Considerations and limitations

  • By default, the maximum number of Parquet files that you can use to create an Iceberg table is ~2 million.

    To use more than this limit, contact Snowflake Support for assistance.

  • Parquet files that use any of the following features or data types are not supported:

    • Field IDs.
    • The DECIMAL data type with precision higher than 38.
    • LIST or MAP types with one-level or two-level representation.
    • Unsigned integer types (INT(signed=false)).
    • The FLOAT16 data type.
  • Snowflake does not support creating Iceberg tables from Parquet-based table definitions in the AWS Glue Data Catalog.

  • Generating Iceberg metadata using the SYSTEM$GET_ICEBERG_TABLE_INFORMATION function is not supported.

  • When auto refresh is enabled on a table, you can’t perform a manual refresh on the table. To perform a manual refresh on the table, auto refresh must be disabled.

  • Automatic refresh on Google Cloud Storage requires that your Snowflake account is hosted on Google Cloud Platform.

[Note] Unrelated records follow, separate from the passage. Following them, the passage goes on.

Issue #2880, opened 2015-02-26
Interface Shape2D does not provide contains() method


haimat:
All classes implementing the `Shape2D` interace (like `Circle` or `Rectangle`) provide a method `contains()`, but the interface itself does not. However that would be really useful.

Would it be possible to add this method to the interface as well?

misterdustinface:
Dependency inversion.  Contains would have a subclass of Shape2D as a
parameter, so Shape2D would then be coupled to it's subclasses.

misterdustinface:
*its subclasses.  It is also possible to make the parameter a Shape2D, but
then within the contains methods you have to branch over the instanceof
keyword (if the implementation is in java).  This is generally considered
to be bad style, but it could work for this situation.

xoppa:
`Shape2D` is only a tagging interface, see #2178. There are many methods that it could have, but it doesn't. Everything is possible though. What exactly is the issue you're reporting? Please provide enough information to reproduce the issue. For example include the practical use-case for a feature you're requesting or preferable submit a [pull request](https://github.com/libgdx/libgdx/wiki/Contributing).

misterdustinface:
Oh yeah definitely a tagging interface.  This issue should be closed.

nooone:
> Dependency inversion. Contains would have a subclass of Shape2D as a parameter, so Shape2D would then be coupled to it's subclasses.

@misterdustinface The `contains(...)` methods actually take either `float x, float y` or `Vector2`. "Dependency inversion" is no problem here.

If all classes implementing `Shape2D` have this method, it would probably not be a bad idea to add it to the interface. IMO it makes sense that a 2D shape can test for a point.

However, there is one problem: `Polyline`. Polyline is the only one which does not have this method. IMO it is however questionable, whether a "polyline" should be a `Shape2D` at all. In my understanding a shape is "closed", has an area and can contain a point. An arbitrary line however does not satisfy this definition.

nooone:
I made a PR with the proposed changes. I think the additional methods fit.

misterdustinface:
But is there a reason that these subclasses of Shape2D are using Ad-Hoc polymorphism?  The parameters associated with the contains method are more variable than you have expressed (some include additional vectors OR shapes)

[...]

PR #2885, opened 2015-02-28
Added contains to Shape2D.

nooone:
This is the PR for https://github.com/libgdx/libgdx/issues/2880.

Polyline is no Shape2D anymore and `Shape2D` now has two methods `contains(float x, float y)` and `contains(Vector2 point)`.

### DIFF
--- a/gdx/src/com/badlogic/gdx/math/Polygon.java
+++ b/gdx/src/com/badlogic/gdx/math/Polygon.java
@@ -194,6 +194,7 @@ public class Polygon implements Shape2D {
 	}
 
 	/** Returns whether an x, y pair is contained within the polygon. */
+	@Override
 	public boolean contains (float x, float y) {
 		final float[] vertices = getTransformedVertices();
 		final int numFloats = vertices.length;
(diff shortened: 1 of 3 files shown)


MobiDevelop:
I personally consider Polyline a shape, just not an enclosed shape.

nooone:
That means the next logical OOP step is to introduce `EnclosedShape`?

MobiDevelop:
Or, more simply, let Polyline return false from the contains method if it
can't contain a point.

nooone:
To keep it simple, I did it like that.

cypherdare:
Any reason Polygon can't extend Polyline? Looks to me like it simply enforces one more vertex, and there's a lot of copy-pasted code between the two.

xoppa:
Thanks @nooone! I think the shape discussion goes beyond the `contains` method. But until someone is going to pick that up, I guess it doesn't harm to move the `contains` method to an interface. Although it might be better when it's moved to its own interface, I don't think that's worth it. So, unless someone is against it, I'd say let's merge it and move on.

nooone:
I don't think that the guy who wanted this change still needs it, since it's 7 months ago by now.

Merge or close?

Issue #2585, opened 2014-11-14
glGetError() logging would help catch bugs


sehugg:
Some bugs like #2396 have come up where it's been difficult to pin down the cause, and it has ended up being improper issue of GL commands (e.g. outside of the render() loop).

It'd be helpful to log non-zero results from glGetError() to catch these conditions early. Maybe just log once, or each time the value changes? Maybe just one class shared among the backends, or maybe we can put it in the core code without touching the backends?

According to Apple, glGetError() may degrade performance so we would probably want a developer-mode switch.

PR #2889, opened 2015-03-01
GLDebugger

Darkyenus:
Adds GLDebugger, that works similarly to GLProfiler - on enable it wraps active Gdx.gl instances and checks for GL errors after each GL call. When error occurs, it will notify customisable listener that will, by default, log the error and where it happened. Inspired by #2585. Did test on desktop, should work everywhere, however I am not sure about gwt. Since it is opt-in, it won't break any existing code.


nooone:
Looks good. I went through it and checked if all methods are calling the correct delegate methods and that each one has a `check()` and I couldn't find any mistakes.

My only concern is how it will work together with `GLProfiler`. The following would end in `GLDebugger` still being enabled if I'm right:

    GLDebugger.enable();
    GLProfiler.enable();
    GLDebugger.disable();
    GLProfiler.disable();

gdx/src/com/badlogic/gdx/graphics/debugging/GLDebugger.java
```diff
@@ -0,0 +1,111 @@
...
+	/** This listener will be called when GLDebugger is enabled and any GL call sets error number (retrievable by glGetError call).
+	 *
+	 * Default is {@link GLDebugger#LOGGING_LISTENER}. */
+	public static GLDebuggerErrorListener listener = LOGGING_LISTENER;
+
+	/** Enables error checking by replacing the {@code GL20} and {@code GL30} instances with debugging ones. */
+	public static void enable () {
+		if (!isEnabled()) {
+			Gdx.gl30 = Gdx.gl30 == null ? null : new GL30Debugger(Gdx.gl30);
+			Gdx.gl20 = Gdx.gl30 != null ? Gdx.gl30 : new GL20Debugger(Gdx.gl20);
```
MobiDevelop: Should this null check be against Gdx.gl20?

MobiDevelop: Oh, maybe not. Just a bit weird.

Darkyenus:
@nooone One has to be careful when dealing with both GLProfiler and GLDebugger, but I assume that people will use them only sometimes during development, so it shouldn't be that hard. I don't think that making this part foolproof is worth the trouble and added code complexity. But maybe I could document it.

gdx/src/com/badlogic/gdx/graphics/debugging/GLDebugger.java
Darkyenus: enable() and disable() were carefully copied from GLProfiler, because it does basically the same thing and that code is already proven to work. There is one concern however, line [100 in file GLDebugger](https://github.com/libgdx/libgdx/pull/2889/files#diff-07cfe7d207b530cf767547cbbd911849R100) will probably fail when GL30 is enabled. That is because when GL30 is enabled, Gdx.gl30,gl20 and gl will all point to GL30Debugger. That class is not a subclass of GL20Debugger that is checked against here, so it will stay wrapped. This exact problem is present in GLProfiler.

Now that I'm looking at it even more carefully, it will fail even on the line before, when gl30 is enabled. Enabling is correct though. So unless I am missing something and the code is indeed correct, I'll patch it for both profiler and debugger. Should I do it in this PR or make a new one?

Darkyenus:
Can be automerged again

gdx/src/com/badlogic/gdx/graphics/debugging/GLDebugger.java
```diff
@@ -0,0 +1,116 @@
...
+		public void onError (int error) {
+			String place = null;
+			try {
+				final StackTraceElement[] stack = Thread.currentThread().getStackTrace();
+				for (int i = 0; i < stack.length; i++) {
+					if ("check".equals(stack[i].getMethodName())) {
+						if (i + 1 < stack.length) {
+							final StackTraceElement glMethod = stack[i + 1];
+							place = glMethod.getMethodName();
+						}
```
nooone: Have you tried this as well with GWT? I'm currently unable to check it myself, but is `Thread.currentThread().getStackTrace()` available on GWT? And if it is, won't the stacktrace probably be obfuscated ("check".equals won't work)?

Darkyenus: I did not test this on GWT. (But I did test it on other platforms.) The idea is, that this ErrorListener is intended for non-GWT platforms, where the capabilities are high, so the reporting can be powerful. I have never worked with GWT, so I don't know if/how would this be possible there. But there are always other or custom ErrorListeners for that. So unless this breaks GWT build, it should be sufficient (and due to fallback couple lines below, should still work).

Also, this will never work flawlessly for obfuscated code, but that is the price of obfuscation. And if you can deobfuscate exception stack traces, fallback has got you covered.

MobiDevelop: This would break the GWT build, but this class could be emulated on GWT to remove offending parts.

Darkyenus: I am not sure what is the best way to go about this. I have three ideas:
- Emulate whole GLDebugger for GWT, without that one offending line.
  - Most API friendly, but creates a lot of maintenance overhead
- Move LOGGING_LISTENER to a separate class and exclude that from GWT
  - Low maintenance overhead, but not that pretty, I don't like this much
- Remove the "offending gl-call finding" functionality altogether and use only stack trace from `new Exception`, as fallback does now

I am not sure which to choose. Third one is simplest, but I quite like that feature, so I don't want to remove it. (But I will remove it if people think that it is useless) There is also one more alternative, combination of all of them, and that is moving all listeners to a separate class (perhaps as static fields of GLDebuggerErrorListener) and emulating that, such that in GWT version, only what-is-now-fallback is used.

Any thoughts?

nooone: Not option 1 imho. Emulating a whole class just for a small extra functionality on GWT is too much overhead.

I like moving out the part that won't work on GWT (option 2), but I'd also be fine with a more simpler version of GLDebugger, which won't result in any GWT problems at all (option 3).

Darkyenus:
I have moved GLDebuggerErrorListener to a separate file which is emulated for GWT. I have even managed to get the original functionality somewhat working in GWT (when running with readable stack traces, like in super dev mode). Everything should be fine now.

nooone:
I think it should now be decided whether this will be merged, or not. And if it will, @Darkyenus has to fix the merge conflicts.

Darkyenus:
Rebased

nooone:
@badlogic "I'd merge any PR in that regard." (https://github.com/libgdx/libgdx/issues/2585)

xoppa:
Looks good. But why not merge it with GLProfiler? Do we really need these two separated? That would also solve the issue with combining them.

Darkyenus:
I'll look into doing that while keeping the API sane and preferably backwards compatible.

Darkyenus:
I have squashed all previous commits and then moved GLDebugger functionality to GLProfiler. Should be ready.

gdx/src/com/badlogic/gdx/graphics/profiling/GL20Profiler.java
```diff
@@ -156,41 +192,55 @@ public void glDrawElements (int mode, int count, int type, Buffer indices) {
...
 		gl20.glGenTextures(n, textures);
+		check();
+	}
+
+	@Override
+	public int glGenTexture () {
+		int result = gl20.glGenTexture();
+		check();
+		return result;
 	}
```
nooone: Where does this new method come from? It's missing `calls++`.

gdx/src/com/badlogic/gdx/graphics/profiling/GL20Profiler.java
```diff
@@ -278,144 +342,190 @@ public void glTexSubImage2D (int target, int level, int xoffset, int yoffset, in
...
 		calls++;
-		return gl20.glCreateShader(type);
+		int result = gl20.glCreateShader(type);
+		check();
+		return result;
+	}
+
+	@Override
+	public void glDeleteBuffer (int buffer) {
+		gl20.glDeleteBuffer(buffer);
```
nooone: calls++ is also missing here.

gdx/src/com/badlogic/gdx/graphics/profiling/GL20Profiler.java
```diff
@@ -278,144 +342,190 @@ public void glTexSubImage2D (int target, int level, int xoffset, int yoffset, in
...
 	@Override
 	public void glDeleteBuffers (int n, IntBuffer buffers) {
 		calls++;
 		gl20.glDeleteBuffers(n, buffers);
+		check();
+	}
+
+	@Override
+	public void glDeleteFramebuffer (int framebuffer) {
+		gl20.glDeleteFramebuffer(framebuffer);
```
nooone: No calls++

nooone:
Besides those few missing calls, this looks good to me.

Darkyenus:
Oops, sorry, fixed

xoppa:
Thanks! Perhaps you can expand the [wiki page](https://github.com/libgdx/libgdx/wiki/Profiling) a bit?

nooone:
5.5 months later :D

Darkyenus:
Thanks! Wiki updated.

PR #3215, opened 2015-06-19
sdkLocationText uses correct directory structure based on OS name.

jallen720:
Made sample location for Android SDK consistent with OS directory structure.


badlogic:
Thanks!

PR #3220, opened 2015-06-20
Added methods to create random vector

felipefcm:


Gtoknu:
This is actually very wrong.
This way, the points picked will tend to be near the center, instead of distributed. Take a look here on why, and how to fix it: http://mathworld.wolfram.com/DiskPointPicking.html

Gtoknu:
Don't take me wrong, the idea is not bad at all, but there is some stuff to be sorted out. I bet it won't take 10 minutes to fix it and send it over again.

florianbaethge:
I think we could even advance this to a whole Sampler class... With methods for uniformly sampling normalized vectors (or points) ON a unit sphere surface, uniformly distributed inside a sphere, 2D inside circle etc... there are some more... within a certain segment of a sphere etc etc etc... I use this a lot and for many games it could come in handy...

felipefcm:
Thanks for the comments, sorry if I seemed rude or something like it.
I wrote that code in my project and pasted it in the libgdx fork without even thinking much about it or testing it properly. I was so anxious to contribute that I made a terribly bad move. Sorry about that!

felipefcm:
I irrecoverably broke this pull request, still learning Git here, so I created another:
https://github.com/libgdx/libgdx/pull/3222

PR #3222, opened 2015-06-23
Adds methods to create random vector

felipefcm:
Also added a method to set the components of the Vector3 based on a spherical coordinate.

### DIFF
--- a/gdx/src/com/badlogic/gdx/math/Vector.java
+++ b/gdx/src/com/badlogic/gdx/math/Vector.java
@@ -120,6 +120,11 @@ public interface Vector<T extends Vector<T>> {
 	 * @return This vector for chaining. */
 	T interpolate (T target, float alpha, Interpolation interpolator);
 
+	/**
+	 * Sets this vector to a random direction
+	 * @return This vector for chaining */
+	T setToRandomDirection ();
+
 	/** @return Whether this vector is a unit length vector */
 	boolean isUnit ();
 
--- a/gdx/src/com/badlogic/gdx/math/Vector2.java
+++ b/gdx/src/com/badlogic/gdx/math/Vector2.java
@@ -409,6 +409,15 @@ public class Vector2 implements Serializable, Vector<Vector2> {
 		return lerp(target, interpolation.apply(alpha));
 	}
 
+	/**
+	 * Sets this vector to a random direction
+	 * @return This vector for chaining */
+	@Override
+	public Vector2 setToRandomDirection () {
+		float theta = MathUtils.random(0f, MathUtils.PI2);
+		return this.set(MathUtils.cos(theta), MathUtils.sin(theta));
+	}
+
 	@Override
 	public int hashCode () {
 		final int prime = 31;
--- a/gdx/src/com/badlogic/gdx/math/Vector3.java
+++ b/gdx/src/com/badlogic/gdx/math/Vector3.java
@@ -108,6 +108,35 @@ public class Vector3 implements Serializable, Vector<Vector3> {
 		return this.set(vector.x, vector.y, z);
 	}
 
+	/**
+	 * Sets the components from the given spherical coordinate
+	 * @param azimuthalAngle The angle between x-axis in radians [0, 2pi]
+	 * @param polarAngle The angle between z-axis in radians [0, pi]
+	 * @return This vector for chaining */
+	public Vector3 setFromSpherical (float azimuthalAngle, float polarAngle) {
+		float cosPolar = MathUtils.cos(polarAngle);
+		float sinPolar = MathUtils.sin(polarAngle);
+
+		float cosAzim = MathUtils.cos(azimuthalAngle);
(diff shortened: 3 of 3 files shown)


nooone:
`Vector3.setFromSpherical(...)` might be useful in some cases, but I think the random methods are too specific to be added to libgdx.

Darkyenus:
And if they make it in (random methods), they should IMO take the resulting vector as a parameter, instead of allocating a new one.

felipefcm:
Thanks for the feedback. I created the random vector methods because they are largely used in game projects and they seemed generic enough, IMO.

gdx/src/com/badlogic/gdx/math/MathUtils.java
```diff
@@ -182,6 +182,24 @@ static public int randomSign () {
 		return 1 | (random.nextInt() >> 31);
 	}
 
+	/** Returns a random point inside the unit circle */
+	static public Vector2 randomUnitCirclePoint (Vector2 vector) {
```
Gtoknu: This is actually a random point in a disk, not a random point in a circle.

https://en.wikipedia.org/wiki/Disk_(mathematics) Disk is the area bounded by a circle. (circle is only the boundaries, disk is everything inside the circle)

gdx/src/com/badlogic/gdx/math/MathUtils.java
```diff
@@ -182,6 +182,24 @@ static public int randomSign () {
...
 
+	/** Returns a random point inside the unit circle */
+	static public Vector2 randomUnitCirclePoint (Vector2 vector) {
+		float theta = random(0f, PI2);
+		float sqrt = (float) Math.sqrt(random());
+		return vector.set(sqrt * cos(theta), sqrt * sin(theta));
+	}
+
+	/** Returns a random point on the unit sphere's surface */
+	static public Vector3 randomUnitSpherePoint (Vector3 vector) {
```
Gtoknu: Same way, this is ball picking, not sphere picking.

gdx/src/com/badlogic/gdx/math/MathUtils.java
felipefcm: Thanks!

gdx/src/com/badlogic/gdx/math/MathUtils.java
felipefcm: All the points belong to the same sphere.

Gtoknu: The sphere bounds the ball. True, all points it picks are INSIDE the sphere, but they lay on the ball, not the sphere.

felipefcm: I'm not sure if I understand what you mean. The method should output uniformly distributed points on a unit sphere surface. All the points have spherical radius 1, so how they could be inside the sphere (ball), and not on the surface?

Gtoknu: Re-read the code, and you're right, this one is picking on the sphere, not the ball. Pardon me!

gdx/src/com/badlogic/gdx/math/MathUtils.java
GreenLightning: Wouldn't it make sense to change this method so that it actually returns only normalized vectors (length = 1). I think this method is mostly going to be used to create a random direction and it would make things easier if the vectors had all the same length. Otherwise at least rename the method so that it is clear that it does return points in the unit circle and not only those on the unit circle.

GreenLightning:
@Darkyenus Yeah, that is fine, but I would add some parameterless versions, which create a new vector and pass it to the other methods in case a new vector is needed.

xoppa:
Thanks! Looks good! I guess that this would be used to set a vector to a random direction. It seems to be a bit inconsistent between Vector2 and Vector3. Could you please modify it a bit:
- Move the methods to the Vector2 and Vector3 classes and rename the method (something like `setToRandomDirection` or so, but I suck at naming so that's probably not the best name), make sure to add it to the Vector interface as well
- Remove the scaling, like the `sqrt` variable and `radius` argument.
- Add some javadocs that it will result in a random unit vector.
- Squash commits

xoppa:
@felipefcm what's the status on this?

felipefcm:
@xoppa Thanks for the improvements you suggested, I will work on them ASAP.

felipefcm:
Ok, I hope I didn't messed too much with the branch.

felipefcm:
@Darkyenus You're right!

xoppa:
Could you please use the eclipse formatter, remove the duplicate methods in MathUtils and squash your commits?

felipefcm:
Even when using Eclipse Formatter settings, for some reason 'toString()' and 'fromString()' methods line endings chars seems to get modified everytime. Using IntelliJ here. Do I have to use specific EOL symbols?

xoppa:
thanks!

PR #3224, opened 2015-06-23
Add Spotlight in DefaultShader.

realitix:
The glsl files are not updated so SpotLight won't work as is with the
DefaultShader. It can be useful to bring his own shader with phong
lightning to see the beauty of spot lights.

I tested it with the light tests and it creates no error.


xoppa:
Thanks! Looking forward to see a simple test.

  • For Parquet Direct tables:

    • You can’t generate Iceberg metadata for these tables.
    • You can’t convert these tables to Snowflake-managed Iceberg tables.
    • You can’t perform DML operations on these tables; they are read only.
    • You can’t perform table maintenance on these tables.
  • The following Snowflake features aren’t supported for Parquet Direct tables:

    • Cloning
    • Replication
    • Append-only Streams and Standard Streams (Insert-only Streams are supported)
    • Dynamic tables
    • Search Optimization
    • Native apps
    • The VARIANT data type
    • The GEOGRAPHY data type
  • CTAS (CREATE TABLE AS SELECT): Creating a Parquet Direct table using CTAS is not supported. Using a Parquet Direct table as the source in a CTAS statement is supported.

  • CREATE TABLE LIKE: Creating a Parquet Direct table using CREATE TABLE LIKE is not supported. Using a Parquet Direct table as the source in CREATE TABLE LIKE is supported.

  • Data sharing is supported for Parquet Direct tables, including local sharing, cross-shard sharing, and Listing Auto Fulfillment (LAF) scenarios. However, Iceberg metadata generation is blocked at the destination.